"Le Métro est un sport collectif " Bertrand GUILLOT

 

Il y a des petits livres qui sont de véritables joyaux, des chroniques de bonheurs, d'instants de vie, de tranches de gourmandise. Ces petits objets il faut s'empresser de les capturer, de les croquer, de les lire, de les aimer et de les partager. " Le métro est un sport collectif " en fait largement parti. Ces chroniques sont d'une beauté, d'une poésie rare, humaine, solidaire. C'est un lien social rétabli dans un univers souterrain, un happening souriant, enchanteur dans un monde où l'humain cherche une place, sa place. C'est beau, c'est magnifiquement beau.

 

IMG_0003

 

" Le métro est un sport collectif ", c'est d'abord et avant tout une rencontre à l'envolée des livres (Chateauroux 2013). C'est une petite lueur qui s'est allumée dans mes yeux à l'évocation de ces tranches de vie dans ces lieux si décriés. C'est l'amour de l'observation, du regard, du partage, des autres. C'est l'envie de se poser  de nouveau, quelque part, et d'observer avec bienveillance le monde autour de soi.

Bertrand GUILLOT m'a rappelé tous ces petits instants, toutes ces petites tranches d'espoir en l'humain qui sont importants pour moi, tous ces moments suspendus dans un lieu qui grouille, qui s'accélère. Un lieu où la violence se manifeste souvent  et qui pourtant reste un lieu de vie, d'humanité. C'est ici dans une gare, une station de métro, un aérogare, que se trouve l'âme de notre société. On y rencontre des personnes qui vous ne savez pas pourquoi ni comment, mais qui vous touchent, vous interrogent. Vous les observez, vous imaginez, vous partagez, vous voyagez. Parce que oui après tout c'est cela aussi les rencontres inopinées.

Et elles gagnent à être partagées, découvertes. Et cela malgré nos colères, nos rancoeurs, nos désespoirs. Oui, les belles rencontres se font sur un quai de gare, une station, un arrêt. Il faut juste savoir poser son regard, ne pas attendre (ou si le petit moment qui fait que), être ouvert aux autres et briser les idées. 

 

Bertrand GUILLOT nous raconte tout cela. Ces anecdotes sur son quotidien d'homme métropolitain sont authentiques, savoureuses, violentes, rieuses, amoureuses. C'est d'une poésie absolue. Même les évocations les plus dures (traduction simultanée page 136) sont empruntes d'un humaniste rare, d'une beauté qui nous laissent sans voix (ou voie allez savoir...). Et pour vous dire la vérité, à peine fini, je me suis replongée dans "le métro est un sport collectif". Je me suis replongée parce que ce monde oui je le connais et oui je l'aime tel qu'il est.
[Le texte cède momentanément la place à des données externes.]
PR #1454, opened 2025-02-20
kokoro: check-format uses a streamlined formatter image

dneto0:
Avoid downloading all of LLVM and Clang source during check-format.

Instead, take clang-format-diff.py from the image.

Update ./utils/check_code_format.sh so it can use env vars:
 - CLANG_FORMAT to find clang-format
 - CLANG_FORMAT_DIFF to find clang-format-diff.py

Both of these are set in the Docker image.

BUG=397439901

### DIFF
--- a/kokoro/check-format/build-docker.sh
+++ b/kokoro/check-format/build-docker.sh
@@ -13,30 +13,27 @@
 # See the License for the specific language governing permissions and
 # limitations under the License.
 
+# This script should be run from the project root directory.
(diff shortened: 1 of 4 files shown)


dneto0:
This check-format job took only 56 seconds; the previous one that downloads the llvm source tree to get clang-format-diff.py takes more than 7 minutes.
This is a win and a cleanup.

Landing it.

Pour cela et pour les souvenirs déclenchés (les bons, les très bons comme les plus durs), pour toutes ces rencontres que j'ai connu, partagé, gardé au fond de moi... Merci merci merci Bertrand GUILLOT. Merci vous avez réussi à faire en sorte que la lueur ne s'éteigne pas. Et pour tous ceux qui sont encore sur ce quai de gare, cette station de métro, cette plate forme d'aérogare, pour tous ceux qui attendent une rame, un train, un bus ou n'importe quel autres transports en commun, précipitez vous et osez lire " le métro est un sport collectif" : c'est de l'amour en barre.

 

Et parce que cette chronique est une des plus belles : Excusez-moi de demander pardon

Un homme saurait répondre à cette dernière question. 

Un homme dont la vie et l'oeuvre dessinent, une bière à la main, un manuel de savoir-vivre et d'élégance à l'usage des jeunes gens de tous âges.
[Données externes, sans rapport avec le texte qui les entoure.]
PR #1465, opened 2025-03-05
Add generation of reflection for workgroup variables size

rjodinchr:


rjodinchr:
This is missing tests

rjodinchr:
Both `CI-clvk-ubuntu-clang-debug` and `CI-amber-ubuntu-gcc-release` are expected to fail as they are using an older version using `SPIRV-Headers`.

lib/SPIRVProducerPass.cpp
```diff
@@ -2948,6 +2951,10 @@ void SPIRVProducerPassImpl::GenerateGlobalVar(GlobalVariable &GV) {
   if (!(module_scope_constant_external_init &&
         clspv::Option::PhysicalStorageBuffers())) {
     var_id = addSPIRVGlobalVariable(ptr_id, spvSC, InitializerID, interface);
+    if (spvSC == spv::StorageClass::StorageClassWorkgroup) {
+      WorkgroupVariableSizeMap.insert(std::make_pair(
+          var_id.get(), BitcastUtils::SizeInBits(DL, GV.getValueType())));
```
alan-baker, line 2956: The reflection description isn't clear, but I'm surprised this is bits and not bytes.

alan-baker: [CL_KERNEL_LOCAL_MEM_SIZE](https://registry.khronos.org/OpenCL/specs/3.0-unified/html/OpenCL_API.html#CL_KERNEL_LOCAL_MEM_SIZE) says it returns bytes. Probably better to match that no?

rjodinchr: I agree, thanks

alan-baker (approved):

PR #1470, opened 2025-03-07
Fix explicit type layout generation

alan-baker:
* Update SPIRV-Headers and SPIRV-Tools
* Change the producer to always discriminate between laid out and non-laid out storage classes instead of being version based
* Introduce function to handle layout conversions
  * OpCopyLogical for 1.4 or later
  * recursive extract and construct for earlier versions

Test modifications take a couple forms:
* simplification (dropping composite extracts)
* increasing spir-v version and using OpCopyLogical

Tested internally against expected CTS passes.

### DIFF
--- a/deps.json
+++ b/deps.json
@@ -14,7 +14,7 @@
       "subrepo" : "KhronosGroup/SPIRV-Headers",
       "branch" : "main",
       "subdir" : "third_party/SPIRV-Headers",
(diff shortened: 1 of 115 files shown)


rjodinchr (approved):

dneto0 (approved):
Nice

dneto0:
the kokoro bots are backed up.  I'll land this and take responsibility if it went wrong.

L'homme qui pourfent sans perdre son humour ceux qui claquent leur strapontin, ceux qui débarquent dans la rame avec leur sandwich grec et les béliers en colère qui foncent tête baissée vers les places assises ("généralement les béliers ont des femmes de cinquante à soixante ans, ou des petits messieurs au crâne dégarni"), l'homme qui peut écrire une page entière sur la petite dame qui, station Anvers, a un jour ouvert sa barquette japonaise riz et brochettes.
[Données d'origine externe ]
Issue #1473, opened 2025-03-14
While-loop infinite hang in SimplifyPointerBitcastPass


annestrand:
I found a simple kernel that brings clspv into a never-ending loop case on `SimplifyPointerBitcastPass` in this chunk of code:
```C++
// Loop through our individual simplification passes until they stop changing
  // things.
  bool changed = true;
  while (changed) {
    changed = false;    

    changed |= runOnTrivialBitcast(M);
    changed |= runOnBitcastFromBitcast(M);
    changed |= runOnImplicitGEP(M);
    while (runOnUpgradeableConstantCasts(M)) {
      changed = true;
    }
    changed |= runOnUnneededIndices(M);
    changed |= runOnImplicitCasts(M);
    changed |= runOnAllocaNotAliasing(M);
    changed |= runOnPHIFromGEP(M);
    changed |= runOnGEPFromGEP(M);
  }  
```
Seems GEP from below kernel keeps endlessly changing between `runOnUpgradeableConstantCasts` and `runOnImplicitGEP`.

Here is the kernel that triggers the issue:
```C
// Useless kernel, but triggers issue in clspv
__kernel void test()
{ 
    __local int x[64];
    __local int8* xPtr;
    __local int8 y;    
    
    xPtr = (__local int8 *)x;
    y = xPtr[7];
}
```
LLVM IR BB for this on this pass yields:
```
entry:
  %arrayidx = getelementptr inbounds <8 x i32>, ptr addrspace(3) @test.x, i32 7
  %0 = load <8 x i32>, ptr addrspace(3) %arrayidx, align 32
  store <8 x i32> %0, ptr addrspace(3) @test.y, align 32
  ret void
```
Which looks fine. clspv normalizes GEP here during `runOnImplicitGEP`, which is also fine:
```
entry:
  %0 = getelementptr [64 x i32], ptr addrspace(3) @test.x, i32 0, i32 56
  %1 = load <8 x i32>, ptr addrspace(3) %0, align 32
  store <8 x i32> %1, ptr addrspace(3) @test.y, align 32
  ret void
```
However, on `runOnUpgradeableConstantCasts`, on the Load-Instruction analysis, it transforms the ptr-source GEP (i.e. `%0`) back into a vectorized form:
```
%0 = getelementptr <8 x i32>, ptr addrspace(3) @test.x, i32 7 
```
Then the endless cycle repeats due to `changed == true`, endlessly running the main while-loop in `SimplifyPointerBitcastPass`.

[...]

PR #1475, opened 2025-03-27
Fix SimplifyPointerBitcastPass hang on const GEP GVs

annestrand:
This change marks all-constant-indice-global-GEPs via metadata tag as an indicator to avoid further transforms on subsequent sub-passes.

This fixes issue where SimplifyPointerBitcastPass endlessly loops on converting and reconverting these particular GEPs.

fixes: #1473

### DIFF
--- a/lib/SimplifyPointerBitcastPass.cpp
+++ b/lib/SimplifyPointerBitcastPass.cpp
@@ -432,8 +432,7 @@ bool clspv::SimplifyPointerBitcastPass::runOnImplicitGEP(Module &M) const {
         } else if (auto gep = dyn_cast<GetElementPtrInst>(&I)) {
           if (IsClspvResourceOrLocal(gep->getPointerOperand())) {
             GEPCastList.push_back(dyn_cast<GetElementPtrInst>(&I));
-          } else if (isa<GlobalVariable>(gep->getPointerOperand()) &&
-                     gep->hasAllConstantIndices()) {
+          } else if (IsGVConstantGEP(gep)) {
             GEPGVList.push_back(dyn_cast<GetElementPtrInst>(&I));
           }
         }
@@ -787,8 +786,7 @@ bool clspv::SimplifyPointerBitcastPass::runOnUpgradeableConstantCasts(
               IsClspvResourceOrLocal(gep->getPointerOperand())) {
             continue;
           }
-          if (isa<GlobalVariable>(gep->getPointerOperand()) &&
-              gep->hasAllConstantIndices())
+          if (IsGVConstantGEP(gep))
             continue;
 
           uint64_t cstVal;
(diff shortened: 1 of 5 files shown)


annestrand:
@rjodinchr - Local testing on my end looks clean for this (compared to my other patch in Issue-thread)
```
...
PASS: clspv :: LongVectorLowering/clspv_fract.ll (3728 of 3729)
PASS: clspv :: VectorLoadStore/vstore2_constant_float2.ll (3729 of 3729)

Testing Time: 11.63s

Total Discovered Tests: 3729
  Passed           : 3728 (99.97%)
  Expectedly Failed:    1 (0.03%)
```

lib/SimplifyPointerBitcastPass.cpp
```diff
@@ -572,6 +572,13 @@ bool clspv::SimplifyPointerBitcastPass::runOnImplicitGEP(Module &M) const {
     LLVM_DEBUG(dbgs() << "\n##runOnImplicitGEP (from GV):\nreplacing: ";
                gep->dump());
     LLVM_DEBUG(dbgs() << "by: "; new_gep->dump(););
+
+    // Tag all-constant-indice-global-GEPs to stay in normalized form to
+    // prevent conversion-thrashing with latter sub-passes
+    // TODO: this could be better handled without the use of metadata tagging
```
rjodinchr, line 578: Looking at it quickly, it feels like the condition would be something like: `isa<GlobalVariable>(gep->getPointerOperand()) && gep->hasAllConstantIndices()`.
Have you tried it instead of using `gep->getMetadata("clspv.const_gep_gv")`?

annestrand: Thanks @rjodinchr - yep that works as well. Went ahead and updated this PR 👍

rjodinchr: That condition is now repeated 3 times in that file. Maybe we could have a function for it? `isConstantGEP` or something similar?

rjodinchr (changes requested):
Please add at least one test for it.

test/PointerCasts/issue-1473.cl
```diff
@@ -0,0 +1,25 @@
+// RUN: clspv --long-vector %s -o %t.spv
+// RUN: spirv-dis %t.spv -o %t.spvasm
+// RUN: spirv-val --target-env vulkan1.0 %t.spv
+
```
rjodinchr, line 4:
```suggestion

// This test used to involve an infinite loop

```

rjodinchr (commented):
The `.cl` test can easily stop checking the issue without letting us know.
Please add the following which is more focus on the issue fixed by that pull request:
```
; RUN: clspv-opt %s -o %t.ll --passes=simplify-pointer-bitcast,replace-pointer-bitcast
; RUN: FileCheck %s < %t.ll

; This test used to involve an infinite loop

; CHECK:  [[gep:%[^ ]+]] = getelementptr [8 x i32], ptr addrspace(3) @test.x, i32 0
; CHECK-COUNT-8: getelementptr i32, ptr addrspace(3) [[gep]], i32

target datalayout = "e-p:32:32-i64:64-v16:16-v24:32-v32:32-v48:64-v96:128-v192:256-v256:256-v512:512-v1024:1024-G1"
target triple = "spir-unknown-unknown"

@test.x = internal addrspace(3) global [8 x i32] undef, align 4

define dso_local spir_kernel void @test(ptr addrspace(1) align 32 %output) {
entry:
  %arrayidx1 = getelementptr inbounds <8 x i32>, ptr addrspace(3) @test.x, i32 0
  %0 = load <8 x i32>, ptr addrspace(3) %arrayidx1, align 32
  ret void
}
```

rjodinchr (approved):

Cet homme, c'est Philippe JAENADA.

Dans le très autobiographique Les Brutes, il écrit aussi cette phrase :

" Je fais le caïd (...) mais je passe mon temps à dire "Pardon" malgré moi à des boucs butés qui me bousculent dans la rue. "

Dans mes bras, frère de lutte ! Depuis longtemps, j'ai remarqué qu'en cas de croisement serré (sur un trottoir, dans un couloir, près de la porte du métro), lorsque l'un des acteurs se pousse (souvent les deux, d'ailleurs, les béliers ne sont pas si nombreux qu'on le croit), il y a deux écoles.

Ceux qui disent "Pardon".

Et ceux qui disent "Merci".

J'ai toujours été de la première école. J'ai demandé pardon à un nombre incalculable de gens. Même quand c'est moi qui poussais.

Souvent je me suis dit que dans une nouvelle vie, je dirais "Merci".

Ce matin, c'est encore tout frais, à la sortie de la station Charonne, un type m'a tenu la porte, je suis passé devant lui, j'ai dit "merci", il m'a répondu "de rien".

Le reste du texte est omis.